Directions for this task: For each line of the data below that contains "software", return that line.

/---

PR #553, opened 2017-09-18
TST add non regression test for thread leak

ogrisel:
It seems that the threading backend is leaking thread objects. I believe that all tests and in `test_parallel.py` should not result in additional dangling threads.

This issue was found when investigating tomMoral/loky#101.


ogrisel:
The `ThreadPool.terminate()` method does not wait on the worker threads to actually terminate so there is no way to ensure that all threads are terminated before tearing down. Closing this.

PR #580, opened 2025-06-14
Create com.github.stsdc.gadget_clock.json

stsdc:
## Review Checklist

- [ ] App opens
- [ ] Does what it says
- [x] Categories match

### AppData
- [x] Matches description
- [ ] Matches screenshot
- [ ] OARS info matches

### Flatpak
- [ ] Uses elementary runtime

### DIFF
--- a/applications/com.github.stsdc.gadget_clock.json
+++ b/applications/com.github.stsdc.gadget_clock.json
@@ -1,5 +1,5 @@
 {
   "source": "https://github.com/stsdc/gadget_clock.git",
-  "commit": "1a88285a18fa6bc74cb5cfb621ba98e4cb9c48f3",
-  "version": "0.0.3"
+  "commit": "2eb072bd0685319a82d90b9a293399810548107b",
+  "version": "0.4.0"
 }
--- a/applications/com.github.stsdc.gadget_clock.json
+++ b/applications/com.github.stsdc.gadget_clock.json
@@ -1,0 +1,5 @@
+{
+  "source": "https://github.com/stsdc/gadget_clock.git",
+  "commit": "1a88285a18fa6bc74cb5cfb621ba98e4cb9c48f3",
+  "version": "0.0.3"
+}


ryonakano (changes requested):
## Requirements
- [ ] Your manifest [must use](https://docs.elementary.io/develop/appcenter/publishing-requirements#packaging) the elementary runtime.
- [ ] Make sure your app can build without internet connection. I couldn't build your app even if I install deps from Flathub.
- [ ] Your metainfo file fails to validate.
```
user@elementary-8-daily:~/work/gadget_clock$ appstreamcli validate /usr/share/metainfo/com.github.stsdc.gadget_clock.metainfo.xml 
E: com.github.stsdc.gadget_clock:33: web-url-expected 
W: com.github.stsdc.gadget_clock:34: url-not-reachable
     https://github.com/stsdc/gadget_clock/discussions - URL was not found on the server.
E: com.github.stsdc.gadget_clock:~: app-description-required

\u2718 Validation failed: errors: 2, warnings: 1, pedantic: 1
user@elementary-8-daily:~/work/gadget_clock$
```
- [ ] Out of curiosity, but why you set `social-info` OARS data to mild in [your metainfo file](https://github.com/stsdc/gadget_clock/blob/1a88285a18fa6bc74cb5cfb621ba98e4cb9c48f3/data/gadget_clock.metainfo.xml.in#L30)?

## Suggestions
- I personally recommend you to use the `io.github.*` naming notation instead of `com.github.*`. The latter notation is no longer accepted on Flathub, while we do, so you would get bothered if you try to submit your app to Flathub too.
- Inconsisten version. You set version to 0.3.0 [in your meson.build](https://github.com/stsdc/gadget_clock/blob/1a88285a18fa6bc74cb5cfb621ba98e4cb9c48f3/meson.build#L2) and [in your metainfo file](https://github.com/stsdc/gadget_clock/blob/1a88285a18fa6bc74cb5cfb621ba98e4cb9c48f3/data/gadget_clock.metainfo.xml.in#L48-L55) but the git tag says 0.0.3.
- The `Comment` in [your desktop file](https://github.com/stsdc/gadget_clock/blob/1a88285a18fa6bc74cb5cfb621ba98e4cb9c48f3/data/gadget_clock.desktop.in#L3) is noun, but we recommend to follow [this formula](https://docs.elementary.io/hig/app-launcher#:~:text=Name%20is%20a(n)%20GenericName%20that%20helps%20you%20Comment.)
- I suppose your app has leftovers from some examples. The macro names you used in your include guards say `GTKMM_EXAMPLE` or `MYAREA` which sounds just copied & pasted from examples in some docs. Also, there is [a signal handler](https://github.com/stsdc/gadget_clock/blob/1a88285a18fa6bc74cb5cfb621ba98e4cb9c48f3/src/clock.cpp#L36) that just prints Hello World.
- It is not recommended to use Gdk::Pixbuf to think about porting to GTK5 in the future. See: https://docs.gtk.org/gtk4/migrating-4to5.html#stop-using-gdkpixbuf
- You should describe your app in more detail in the README, e.g. how to build your app, screenshot(s), etc.

PR #583, opened 2025-06-28
Update Reminduck (it has been so long!)

teamcons:
A new version, with modern port, of Reminduck

This is not just a fork of [the old unmaintained one](https://github.com/elementary/appcenter-reviews/blob/main/applications/com.github.matfantinel.reminduck.json), but its continuation transferred from Matt (i can share the email exchange)

would the old one need to be deleted? there risks to be confusion.
or would it work to softlink the old one to this one?

## Review Checklist

- [ ] App opens
- [ ] Does what it says
- [ ] Categories match

### AppData
- [ ] Matches description
- [ ] Matches screenshot
- [ ] OARS info matches

### Flatpak
- [ ] Uses elementary runtime

### DIFF
--- a/applications/com.github.matfantinel.reminduck.json
+++ b/applications/com.github.matfantinel.reminduck.json
@@ -1,5 +1,7 @@
 {
   "source": "https://github.com/matfantinel/reminduck.git",
   "commit": "b66efd6657ed74da38be5ba94a8e3ef51f651989",
-  "version": "1.6.2"
+  "version": "1.6.2",
+  "end-of-life": "Updated by the ellie-commons initiative",
+  "end-of-life-rebase": "io.github.ellie_commons.reminduck"
 }
--- a/applications/com.github.matfantinel.reminduck.json
+++ b/applications/com.github.matfantinel.reminduck.json
@@ -1,7 +1,5 @@
 {
   "source": "https://github.com/matfantinel/reminduck.git",
   "commit": "b66efd6657ed74da38be5ba94a8e3ef51f651989",
-  "version": "1.6.2",
-  "end-of-life": "Updated by the ellie-commons initiative",
-  "end-of-life-rebase": "io.github.ellie_commons.reminduck"
+  "version": "1.6.2"
 }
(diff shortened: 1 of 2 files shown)


danirabbit (changes requested):
Hey, so yes you need to add an `eol` line to [the old Reminduck .json](https://github.com/elementary/appcenter-reviews/blob/main/applications/com.github.matfantinel.reminduck.json) like [this one](https://github.com/elementary/appcenter-reviews/pull/406/files).

I can see that trying to navigate to the URL for reminduck redirects to ellie-commons so that's good enough evidence for me! Thanks for maintaining this app :)

---

You should definitely not add the session bus to your sandbox holes. You've done something wrong here if you think you need `--socket=session-bus`. The most common issue folks have here is they've got some app ID mismatch

Likewise, portals are already automatically part of the sandbox exceptions. You never need to manually add a sandbox hole to use portals so you should not add `talk-name=org.freedesktop.portal.Background`

---

In metainfo, looks like a copy/paste error:
`<translation type="gettext" source_locale="en_GB">io.github.ellie_commons.jorts</translation>`

Should this not be `io.github.ellie-commons`?
`developer id="io.github.teamcons`

Not a blocker but for a future version, you should mark your dark screenshots properly with an environment tag: https://www.freedesktop.org/software/appstream/docs/chap-Metadata.html#tag-screenshots

teamcons:
yes im on it ma'am

teamcons:
> Should this not be `io.github.ellie-commons`? `developer id="io.github.teamcons`

Im not sure. There's a project group tag, so i assumed this specific one honours the individual behind.
Appstream isnt super clear for both

teamcons:
Appcenter complains because of the names?...
This one should take your feedback into account - and i got two bugs out in the process :)
there is still a lot of work under the hood...

danirabbit:
Just looking at your changes here and `cmd.add ("com.github.elfenware.reminduck");` in Application.vala is definitely not right :sweat_smile: To avoid issues like this you could use the [`application_id`](https://valadoc.org/gio-2.0/GLib.Application.application_id.html) variable that you set in your Application class

I would also recommend not making the screenshots larger. It's much better to have screenshots be with a window that is as small as is reasonable so that they aren't super shrunk down when viewed in AppCenter

But neither are publishing blockers for me. Happy to get this merged and looking forward to future releases :)

danirabbit (approved):

PR #588, opened 2025-07-01
Update io.github.libredeb.hashit.json to 0.1.4

libredeb:
Bump to version 0.1.4

### DIFF
--- a/applications/io.github.libredeb.hashit.json
+++ b/applications/io.github.libredeb.hashit.json
@@ -1,5 +1,5 @@
 {
   "source": "https://github.com/libredeb/hash-it.git",
-  "commit": "d17437b00b8949dea73420aceaa842bb895222da",
-  "version": "0.1.3"
+  "commit": "bad4ac006a79208c54a0c9575c90ba7acaa58a2b",
+  "version": "0.1.4"
 }


libredeb:
@ryonakano wait a moment, maybe I should replace the parameter by this other one that is more “restrictive” and logical to use in my application:
```yaml
finish-args:
  - '--filesystem=home'
```

If this fix is correct I can work on “cleaning up” the released version 0.1.4 so that it is in good condition before proceeding. How do you see it?

ryonakano:
@libredeb Yeah, that's no problem as a temporary workaround (maybe dragging from an external storage would cause the issue, but most users wouldn't do that)

ryonakano:
@libredeb Also don't forget to add release notes and bump your project versions.

libredeb:
@ryonakano thanks, regarding to version number increment, I think it's best to do them when I'm including new functionality, fixes, or something else worthwhile, right? For now, to make sense of everything, I'm "remediating" a specific release (0.1.4 in this case).

ryonakano:
> regarding to version number increment, I think it's best to do them when I'm including new functionality, fixes, or something else worthwhile, right?

You modified the Flatpak manifest in the new `commit` revision of https://github.com/elementary/appcenter-reviews/pull/588/commits/07760ffe6b1de235889b9a0c569729137b43e13e as I requested you to do so, which is a *fix*, so I expected you to create a new release on your repository (like 0.1.5) instead of deleting and recreating the 0.1.4 release/tag that you'd already published.

We expect developers to increment version number each time when you modify the source code even if during the review process. IIRC we don't force this but it's a best practice to guarantee reproducible builds for communities. FYI [our old blog post](https://blog.elementary.io/developer-tips-github-workflow/) says:

> While GitHub doesn’t treat releases as immutable, it’s best practice for you to. Once you make a release, other contributors can start downloading tarballs and packaging them elsewhere…… If you modify a release, you’re bound to cause issues. It’s best to make a small x.y.1 patch release if you need to modify something, and be clear in the release description on GitHub what was modified or fixed.

However, the old 0.1.4 release/tag has gone already so I'm fine to release this as 0.1.4 for this time.

libredeb:
@ryonakano I understand you well, thanks for the patience and the corresponding explanations. This is a learning journey for me about application development and I appreciate all your help.

However, I am uncomfortable with how the `appdata.xml` file is treated as the version increases, it is something that I should also update/translate at each iteration. It confuses me there what is the workflow for polishing a release before it is approved. What would be the right way?

For now let's release this version as `0.1.4` and I will take into consideration these best practices for the next release. Thank you and big hug!

ryonakano:
> However, I am uncomfortable with how the `appdata.xml` file is treated as the version increases, it is something that I should also update/translate at each iteration. It confuses me there what is the workflow for polishing a release before it is approved. What would be the right way?

We're sorry for the inconvenience. For example, inviting someone who is familiar with app development on AppCenter to your repository and asking them for review before releasing or in each change would increase possibility to publish your app without rejection.

PR #589, opened 2025-07-03
Update com.github.elfenware.badger to v5.0.0

dar5hak:
Badger is now v5! :tada:

The biggest changes are:
- It's now GTK4
- It uses the background portal to autostart instead of manually installing a .desktop file

And there are some nice UI updates as well.

Most of this is thanks to @teamcons. They're awesome.

### DIFF
--- a/applications/com.github.elfenware.badger.json
+++ b/applications/com.github.elfenware.badger.json
@@ -1,5 +1,5 @@
 {
   "source": "https://github.com/elfenware/badger.git",
-  "commit": "5ff6559e85943d8dd6a368df7c3436aafe394bf2",
-  "version": "4.4.0"
+  "commit": "6d5eaac8e51f4b67b2ce4fff3353534cb4747e80",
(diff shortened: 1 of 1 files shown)


teamcons:
Hi Ryo!
The flathub manifest is a draft i added at some point. It is half baked - and would either be deleted or worked upon depending if theres interest to have badger there as well.

ryonakano:
> The flathub manifest is a draft i added at some point. It is half baked - and would either be deleted or worked upon depending if theres interest to have badger there as well.

That's fine, I just wrote the suggestion as FYI in case you two might submit this manifest as it is for review on Flathub.

But it looks like previously Badger published on Flathub but archived soon? https://github.com/flathub/flathub/pull/2454#issuecomment-902717344

Anyway, whether to publish an app on Flathub too or not is up to its maintainers and you should discuss with @dar5hak in the repository of Badger.

PR #590, opened 2025-07-06
Update jorts to 3.3.0

teamcons:
Reminduck will follow very soon
We've revived Picker btw: https://github.com/ellie-commons/cherrypick
But we cant contact the dev, so this is waiting for a new icon (we have someone new who wanna contribute :) )


ryonakano (approved):
This would be pedantic though, I suppose you shouldn't remove the name of the original author, Lains, from the copyright holder text if the source code is originally written by them and not written by you from scratch (I think the copyright header is not a thing that can easily "unify").

But this is out of scope of the review process so approving.

danirabbit:
@teamcons I highly recommend this free course from Linux Foundation about software licensing basics. It will explain how to use copyright and license headers etc https://training.linuxfoundation.org/training/open-source-licensing-basics-for-software-developers/

PR #592, opened 2025-07-06
Update Reminduck to 2.1.0

teamcons:
## Review Checklist

- [ ] App opens
- [ ] Does what it says
- [ ] Categories match

### AppData
- [ ] Matches description
- [ ] Matches screenshot
- [ ] OARS info matches

### Flatpak
- [ ] Uses elementary runtime

### DIFF
--- a/applications/io.github.ellie_commons.reminduck.json
+++ b/applications/io.github.ellie_commons.reminduck.json
@@ -1,5 +1,5 @@
 {
   "source": "https://github.com/ellie-commons/reminduck.git",
-  "commit": "c7f983f34cc47d19049565df7d7adfdaf50f5529",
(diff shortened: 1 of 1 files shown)


danirabbit (approved):
Looks good! Nice update

Couple things for a future update:
* Your menu button doesn't have a tooltip. Image buttons should always have a tooltip or they will be unlabeled for the screen reader
* You can/should set [`primary`](https://valadoc.org/gtk4/Gtk.MenuButton.primary.html) on your menubutton so that it gets the standard main menu shortcut

teamcons:
Noted. Stella intended to move the popover into a stack page. But knowing how to accessibility is very welcome.
We will however leave programmation aside for a bit.

PR #603, opened 2025-07-23
Update Cherrypick to 2.1.0

teamcons:
Ryo's nitpick on a missing space made me look for an opportunity for a new release, because it is the kind of detail you cant unsee

Their PR kicked me into taking care of a deprecated widget and doing finally a release with all the polish. If Cherrypick ends up unmaintained at least it can hold a solid while now

(and now i realize i left it at 8 instead of 8.2... Hope theres not too much missing out)

## Review Checklist

- [ ] App opens
- [ ] Does what it says
- [ ] Categories match

### AppData
- [ ] Matches description
- [ ] Matches screenshot
- [ ] OARS info matches

### Flatpak
- [ ] Uses elementary runtime

### DIFF
--- a/applications/io.github.ellie_commons.cherrypick.json
+++ b/applications/io.github.ellie_commons.cherrypick.json
@@ -1,5 +1,5 @@
 {
   "source": "https://github.com/ellie-commons/cherrypick.git",
-  "commit": "f90ac45ca2ed07eb48939269da5332308635e94c",
-  "version": "2.0.1"
+  "commit": "33cb31facb513fd0ab28786d0e1da9d0724287d9",
+  "version": "2.1.0"
 }


ryonakano (approved):
The release date of 2.1.0 seems to be just copied and pasted from 2.0.1. I won't block publishing your release this time though, because there are no other problems in 2.1.0 and it's foolish to let you create another release to address this.

```diff
+    <release date="2025-07-14" version="2.1.0">
```

ryonakano:
> (and now i realize i left it at 8 instead of 8.2... Hope theres not too much missing out)

It's fine if you're using 8.x version of the platform at the moment. Note that using 8.2 at the moment would encounter the crash I fixed in https://github.com/elementary/granite/pull/893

\---

Result of the task:
Not a blocker but for a future version, you should mark your dark screenshots properly with an environment tag: https://www.freedesktop.org/software/appstream/docs/chap-Metadata.html#tag-screenshots
@teamcons I highly recommend this free course from Linux Foundation about software licensing basics. It will explain how to use copyright and license headers etc https://training.linuxfoundation.org/training/open-source-licensing-basics-for-software-developers/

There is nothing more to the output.